Background: Lysogenic mode of life cycle of a temperate bacteriophage is generally maintained by a protein called 'repressor'. Repressor proteins of temperate lambdoid phages bind to a few symmetric operator DNAs in order to regulate their gene expression. In contrast, repressor molecules of temperate mycobacteriophages and some other phages bind to multiple asymmetric operator DNAs. Very little is known at present about the structure-function relationship of any mycobacteriophage repressor.

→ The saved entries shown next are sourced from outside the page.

PR #12069, opened 2024-11-12
YJIT: Specialize `String#[]` (`String#slice`) with fixnum arguments

rwstauner:
`String#[]` is in the top few C calls of several YJIT benchmarks:
liquid-compile rubocop mail sudoku

While it has 5 different argument scenarios the most common by far are one fixnum and two fixnums
so we match those argument types and write the ccall directly to the corresponding C function.

This speeds up these benchmarks by 1-5%.

This is similar to the `String#byteslice` specialization https://github.com/ruby/ruby/pull/9939
but it works harder to find the type info which was necessary for the specialization to apply in the large generated code of the `mail` gem.

```
bench           ruby-master (ms)  stddev (%)  ruby-yjit-ss3 (ms)  stddev (%)  ruby-yjit-ss3 1st itr  ruby-master/ruby-yjit-ss3
liquid-compile  495.7             0.1         493.4               0.1         1.03                   1.00
mail            211.3             0.1         199.5               0.3         1.00                   1.06
rubocop         902.2             0.0         897.1               0.1         0.99                   1.01
sudoku          1420.0            0.0         1409.4              0.0         1.00                   1.01
```

### DIFF
--- a/string.c
+++ b/string.c
@@ -3152,6 +3152,12 @@ rb_str_substr(VALUE str, long beg, long len)
     return str_substr(str, beg, len, TRUE);
 }
 
+VALUE
+rb_str_substr_two_fixnums(VALUE str, VALUE beg, VALUE len, int empty)
+{
+    return str_substr(str, NUM2LONG(beg), NUM2LONG(len), empty);
+}
+
 static VALUE
 str_substr(VALUE str, long beg, long len, int empty)
 {
@@ -5680,9 +5686,7 @@ rb_str_aref_m(int argc, VALUE *argv, VALUE str)
             return rb_str_subpat(str, argv[0], argv[1]);
         }
         else {
-            long beg = NUM2LONG(argv[0]);
-            long len = NUM2LONG(argv[1]);
-            return rb_str_substr(str, beg, len);
+            return rb_str_substr_two_fixnums(str, argv[0], argv[1], TRUE);
         }
     }
     rb_check_arity(argc, 1, 2);
--- a/yjit/src/codegen.rs
+++ b/yjit/src/codegen.rs
@@ -5815,7 +5815,24 @@ fn jit_rb_str_aref_m(
             Type::Fixnum => {},
             // Besides Fixnum this could also be a Range or a RegExp which are handled by separate c funcs.
             // Other types will raise.
-            _ => { return false },
+            _ => {
+                // If the context doesn't have the type info we try a little harder.
+                let comptime_arg = jit.peek_at_stack(&asm.ctx, 0);
+                let arg0 = asm.stack_opnd(0);
+                if comptime_arg.fixnum_p() {
+                    asm.test(arg0, Opnd::UImm(RUBY_FIXNUM_FLAG as u64));
+
+                    jit_chain_guard(
+                        JCC_JZ,
+                        jit,
+                        asm,
+                        SEND_MAX_DEPTH,
+                        Counter::guard_send_str_aref_not_fixnum,
+                    );
+                } else {
+                    return false
+                }
+            },
         }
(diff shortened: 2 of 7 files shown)


string.c
```diff
@@ -3154,6 +3154,12 @@ rb_str_substr(VALUE str, long beg, long len)
     return str_substr(str, beg, len, TRUE);
 }
 
+VALUE
+rb_str_substr_with_value_nums(VALUE str, VALUE beg, VALUE len, int empty)
```
maximecb, line 3158: `value_nums` as in fixnums?

rwstauner: Yes?  I originally called it `...with_values`, but then I added the `empty` param which is _not_ a value, so I felt like I needed to the change the name 🤷 
I wish there wasn't already a `rb_str_substr` that took `long`s, this seems like what that function should have been.

rwstauner: so the "nums" being the "begin" and "length" args as opposed to the "empty" which is technically a number but used as a bool.

rwstauner: Open to suggestions

maximecb: Maybe just `rb_str_substr_two_fixnums` ?

maximecb (approved):
Well done Randy 👏

string.c
rwstauner: I like it

yjit/src/codegen.rs
```diff
@@ -5792,6 +5792,82 @@ fn jit_rb_str_byteslice(
...
+                let arg0 = asm.stack_opnd(0);
+                if comptime_arg.fixnum_p() {
+                    asm.test(arg0, Opnd::UImm(RUBY_FIXNUM_FLAG as u64));
+
+                    jit_chain_guard(
+                        JCC_JZ,
+                        jit,
+                        asm,
+                        SEND_MAX_DEPTH,
+                        Counter::guard_send_not_fixnums,
```
k0kubun, line 5830: We overloaded it while pairing, but let's add a separate counter for this. Something like `gurad_send_str_aref_not_fixnum`?

yjit/src/codegen.rs
```diff
@@ -5792,6 +5792,82 @@ fn jit_rb_str_byteslice(
...
+
+    // The "empty" arg distinguishes between the normal "one arg" behavior
+    // and the "two arg" special case that returns an empty string
+    // when the begin index is the length of the string.
+    // See the usages of rb_str_substr in string.c for more information.
+    let (beg_idx, empty, len) = if argc == 2 {
+        (1, Opnd::Imm(1), asm.stack_opnd(0))
+    } else {
+        // If there is only one arg, the length will be 1 (which we encode as a VALUE).
+        (0, Opnd::Imm(0), Opnd::Imm(1 * 2 + 1))
```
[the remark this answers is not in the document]
rwstauner: Thanks, that is nicer :)

yjit/src/codegen.rs
rwstauner: Sounds good.  I added a line for it to `stats.rs`, is that all that is needed?

maximecb: You also need to print the value in `yjit.rb`.

We should probably have some automated/default formatting there 😅

rwstauner: I think it would be covered by this one:
https://github.com/ruby/ruby/blob/ee1cd1656fc667840282a4e9c3f2cc5e3154e50e/yjit.rb#L293
but I'm not sure what code would prove it.

rwstauner:
```
method call exit reasons:
    str_aref_not_fixnum:          6 (100.0%)
```

PR #11094, opened 2024-07-03
Move Array#select to Ruby

tenderlove:
This speeds up the mail benchmark by about 7% on the interpreter:

```
before: ruby 3.4.0dev (2024-07-03T17:01:41Z master f4b313f733) [arm64-darwin23]
after: ruby 3.4.0dev (2024-07-03T17:45:50Z ruby-select de282cacd5) [arm64-darwin23]

-----  -----------  ----------  ----------  ----------  -------------  ------------
bench  before (ms)  stddev (%)  after (ms)  stddev (%)  after 1st itr  before/after
mail   72.9         0.8         68.2        1.0         1.02           1.07
-----  -----------  ----------  ----------  ----------  -------------  ------------
Legend:
- after 1st itr: ratio of before/after time for the first benchmarking iteration.
- before/after: ratio of before/after time. Higher is better for after. Above 1 represents a speedup.
```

Results: Using highly purified repressor (CI) of temperate mycobacteriophage L1, we have demonstrated here that L1 CI harbors an N-terminal domain (NTD) and a C-terminal domain (CTD) which are separated by a small hinge region. Interestingly, CTD is more compact than NTD at 25 degrees C. Both CTD and CI contain significant amount of alpha-helix at 30 degrees C but unfold partly at 42 degrees C. At nearly 200 nM concentration, both proteins form appreciable amount of dimers in solution. Additional studies reveal that CI binds to O64 and OL types of asymmetric operators of L1 with variable affinity at 25 degrees C. Interestingly, repressor-operator interaction is affected drastically at 42 degrees C. The conformational change of CI is most possibly responsible for its reduced operator binding affinity at 42 degrees C.
Conclusion: Repressors encoded by mycobacteriophages differ significantly from the repressor proteins of lambda and related phages at functional level but at structural level they are nearly similar.